Top of Records supplied

PR #2071, opened 2024-09-09
Removes some old files that skyrat has now.

Swiftfeather:
## About The Pull Request

Tears these two out, they weren't doing much

## Why It's Good For The Game

I like to make as many .dme edits as possible

## Proof Of Testing

if it compiles that probably means it worked

## Changelog

I'm not gonna cl this because it's not player facing.


Majkl-J (approved):
Wasnt able to find any remnants myself

PR #2079, opened 2024-09-14
Cuts heretic weight

Swiftfeather:
## About The Pull Request

Cuts heretic weight from 8 to 3.

## Why It's Good For The Game

8 is the same weight as Spies, Bloodsuckers, and Lings. Heretic shouldn't be weighted that heavily.

## Proof Of Testing

If it compiles we're good

## Changelog

:cl:
balance: Reduced heretic weighting.
/:cl:


BurgerLUA:
This makes no sense to me. Heretic being common isn't a problem; the ascensions are.

StrangeWeirdKitten:
Yeah heretic needs to be lowered.

PR #2094, opened 2024-09-17
Removes The Clown storyteller making all event weights the same.

BurgerLUA:
## About The Pull Request

Removes The Clown storyteller making all event weights the same.

## Why It's Good For The Game

This is a feature many don't know about. I just learned about this feature looking through the code and this set off warning flags in my head.

The code sets all weights to 1 for each of the tracks. This means that meteors has the same chance as a electrical storm. I'm sure there is some nuiance I'm missing here (such as the interactions with thresholds), but that's still insane to me.

## Proof Of Testing

If it compiles, it works.

## Changelog

:cl: BurgerBB
del: Removes The Clown storyteller making all event weights the same.
/:cl:

### DIFF
--- a/modular_zubbers/code/modules/storyteller/storytellers/tellers/storyteller_clown.dm
+++ b/modular_zubbers/code/modules/storyteller/storytellers/tellers/storyteller_clown.dm
@@ -16,9 +16,3 @@
 	threshold_major = 3200
 	threshold_crewset = 1000
 	threshold_ghostset = 3200
-
-// All the weights are the same to the clown
-/datum/storyteller/clown/calculate_weights(track)
-	for(var/datum/round_event_control/event as anything in SSgamemode.event_pools[track])
-		if(event.weight)
-			event.calculated_weight = 1


plsleavemealon:
I am pretty sure that is the point of the clown though.  Its supposed to choose any event at pure random with no care for how destructive (or not) that event might be.

Majkl-J:
> I am pretty sure that is the point of the clown though. Its supposed to choose any event at pure random with no care for how destructive (or not) that event might be.

It is stated in its description, and is a fairly recent change to make clown actually interesting as there's otherwise no reason not to pick a different high intensity teller.

Arturlang:
image
The entire point of the clown is that it sets the weights the same, it's even described in the storyteller description explicitly. If you don't like that, remove the entire storyteller instead, otherwise there's not much point to having it vs the others

Doom-external:
That's the point of the clown, and I personally love that it does that. It brings up events that aren't usually seen on other rounds, though maybe you could add some kind of extra cooldown on it being voted if you think it's rolled too often.

PR #2097, opened 2024-09-18
Replaces the Monkeycube Biogenerator recipe with monkey powder because I lagged once.

BurgerLUA:
## About The Pull Request

Replaces the Monkeycube Biogenerator recipe with Monkey Powder.
Instead of 50 biomass to make 1 monkey cube, it's 1 biomass to make 1 monkey powder (50 monkey powder makes 1 monkey when mixed with water).

## Why It's Good For The Game

If I had a nickel for every time I lagged out due to someone creating 50 monkey cubes on the biogenerator and then spraying water, I'd have four nickels, which isn't a lot but still weird.

This PR makes it harder to spam lag-inducing monkeys with little effort. You now have to actually put in effort if you want to spam 50 monkeys, either by doing xenobiology or by using a bluespace beaker.

This does unfortunately impact chefs. Instead of getting 5-8 monkey cubes for meat, they now have to bring 3-4 large beakers with them in order to harvest monkeys. However, I've been told that most chefs just print processed meat, or just get the botanist to grow meatwheat.

## Proof Of Testing

Draft because untested + feedback.

## Changelog

:cl: BurgerBB
balance: Replaces the Monkeycube Biogenerator recipe with monkey powder
/:cl:

### DIFF
--- a/modular_zubbers/code/modules/research/designs/biogenerator_designs.dm
+++ b/modular_zubbers/code/modules/research/designs/biogenerator_designs.dm
@@ -1,0 +1,5 @@
+/datum/design/monkey_cube
+	name = "Monkey Powder"
+	materials = list(/datum/material/biomass = 1)
+	build_path = null
+	make_reagent = /datum/reagent/monkey_powder
--- a/tgstation.dme
+++ b/tgstation.dme
@@ -9125,6 +9125,7 @@
 #include "modular_zubbers\code\modules\reagents\reagent_containers\cups\glassbottle.dm"
 #include "modular_zubbers\code\modules\recycling\disposal\bin.dm"
 #include "modular_zubbers\code\modules\research\designs\ai_module_designs.dm"
+#include "modular_zubbers\code\modules\research\designs\biogenerator_designs.dm"
 #include "modular_zubbers\code\modules\research\designs\comp_board_designs.dm"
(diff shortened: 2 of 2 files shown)


BurgerLUA:
Full discloser; I thought that mixing monkey powder with water also gives all monkeys on the same tile, but it only does that if the reagent is mixed in a monkey. Maybe I can implement that too.

Majkl-J:
Considering we're a whitelist server I think this is an admin issue not a code issue. The few bad actors are gonna get filtered out if they keep doing it. +you can still make 50 monkey cubes in xenobiology pretty cheaply as well so I think if someone wanted to grief like that it won't even stop them

Doom-external:
The last person who did this got banned, even if you're an antag you're gonna get in trouble for doing this, literally no reason to spam monkeys

Swiftfeather:
> Full discloser; I thought that mixing monkey powder with water also gives all monkeys on the same tile, but it only does that if the reagent is mixed in a monkey. Maybe I can implement that too.

I will say the perpetrator of two of your four incidents is currently on an administrative leave, I agree with waterpig about this not really being a code issue.

StrangeWeirdKitten:
Per the above. I'll personally bwoink them myself if I see it.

Bottom of Records supplied

What the task asks »
Your task is to reproduce the entries exactly, starting at the first line and ending with the line containing "Wasnt able to find any remnants myself".

Written solution »
PR #2071, opened 2024-09-09
Removes some old files that skyrat has now.

Swiftfeather:
## About The Pull Request

Tears these two out, they weren't doing much

## Why It's Good For The Game

I like to make as many .dme edits as possible

## Proof Of Testing

if it compiles that probably means it worked

## Changelog

I'm not gonna cl this because it's not player facing.


Majkl-J (approved):
Wasnt able to find any remnants myself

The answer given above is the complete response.